Buffer size problem for mpi_send

Source: Internet
Author: User

Recently has been busy with the process of moving the problem, in fact, it can not be simpler: is the company tuned an MPI program to move to the big system of GZ run, this thought that there is no problem of a step to achieve a variety of problems, both encountered the compilation of the problem (mentioned in the first blog) and resolved, The operation of the program was also faulty. The error message is "Fatal error in Mpi:other MPI error" and the dead process is the sending process, which makes me baisibuxie.

Then I doubted the various ways: first, using GDB debugging, but the problem is that because of the need to modify the-o3 optimization options to debug the MPI program, which caused the program to run very slow ... and so on, and then I had to return to the most original output debugging, but I was surprised to find that The information should be output is not output or not in sequence output, it is confusing, asked your Xin just know because the buffer may be dissatisfied, so the use of flush solves the problem (syntax for:cout<< "output content" <<......<<flush) With the help of the output information, I gradually locked the error location on a statement that sent a large file with Mpi_send, because I found that sending other information such as file name, size and other small information can be received normally, but when sending a file, I suspect that it may be a buffer size problem.
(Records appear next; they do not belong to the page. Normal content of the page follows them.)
Issue #1644, opened 2023-11-29
Walrus crashed and restarted because argo workflows failed to install


linyinli:
**Describe the bug**
Walrus crashed and restarted because argo workflows failed to install.

**Steps to reproduce**
Deploy Walrus by High Availability Installation: https://seal-io.github.io/docs/deploy/replication

**Result**
Walrus crashes and restarts:
```
2023-11-28T10:48:17.710Z        E       workflow        failed to deploy argo workflow: error get release walrus-system:walrus-workflow, error get release walrus-system:walrus-workflow, Kubernetes cluster unreachable: Get "https://192.168.0.1:443/version": x509: certificate signed by unknown authority
github.com/seal-io/walrus/pkg/server.applyWorkflowDeployment.func1
        github.com/seal-io/walrus/pkg/server/init_workflow_runtime.go:254
github.com/alitto/pond.(*WorkerPool).executeTask
        github.com/alitto/pond@v1.8.3/pond.go:454
github.com/alitto/pond.worker
        github.com/alitto/pond@v1.8.3/worker.go:32
```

Because the file name and other information of the buffer set to 100 bytes, and send the file is larger, the use of circular send, the buffer size is set to 1MB, before running on the company, this setting is no problem, and in order to reduce the communication overhead I would like to change, such as 10MB or larger, But on the big system ran on the problem, in the maintenance staff over there, I adjusted the size of the buffer sent, and finally found that the <64KB buffer sizes can run normally, but >=64KB will report the above error, may be the specific implementation of MPI caused by different.

So I started to try to use the MPI send buffer mode instead of the standard mode, buffer mode is actually the user-supplied buffer instead of the system buffer, as a matter of fact there is no size limit, the approximate step is to apply for a large buffer, and then use Mpi_buffer_ Attach the buffer to MPI, when calling Mpi_bsend, the contents of the Mpi_bsend send buffer are copied to the user-supplied buffer and then returned to execute the next command, and MPI sends the content to the receiver in the background from the user's buffer. But because I want to loop send, so continue to execute, it may not have been sent, the next mpi_bsend may copy the content to the user buffer, resulting in the loss of the first message, so after each execution mpi_bsend use Mpi_buffer_ Detach the user's buffer is emptied, this emptying is blocking, that is, wait for the content to be sent to empty, to ensure the integrity of the data. It is important to note that although the parameter requirements of the Mpi_buffer_attach and Mpi_buffer_detach are similar, the first parameter of the former is the first address of the buffer, which is intended to tell the MPI user where to provide the buffer, The second parameter is the size of the buffer, the first parameter of the latter is the address of the first address, in fact, the void * * Type, the second parameter is the buffer size of the address, the purpose is to rewrite the contents of these two addresses. (See the attachment Code) changed, I in the company and GZ were tested, in the company can operate normally, GZ found still can not break the limit of 64KB, had to ask the administrator to adjust this limit, anyway, finally found the cause of the problem.

Also met a weak question, also here, is to remind yourself: before adjusting the size of the send buffer, I found that the adjustment to 10MB there will be a paragraph error, Baisibuxie also fart son to ask your Xin, the original is I have been static statement of the array uh ... Static declaration of the array can not be too large, generally not more than 1~2MB, the array of large words must be dynamic declaration AH ~ ~ ~


Contact Us

The content source of this page is from Internet, which doesn't represent Alibaba Cloud's opinion; products and services mentioned on that page don't have any relationship with Alibaba Cloud. If the content of the page makes you feel confusing, please write us an email, we will handle the problem within 5 days after receiving your email.

If you find any instances of plagiarism from the community, please send an email to: info-contact@alibabacloud.com and provide relevant evidence. A staff member will contact you within 5 working days.

A Free Trial That Lets You Build Big!

Start building with 50+ products and up to 12 months usage for Elastic Compute Service

  • Sales Support

    1 on 1 presale consultation

  • After-Sales Support

    24/7 Technical Support 6 Free Tickets per Quarter Faster Response

  • Alibaba Cloud offers highly flexible support services tailored to meet your exact needs.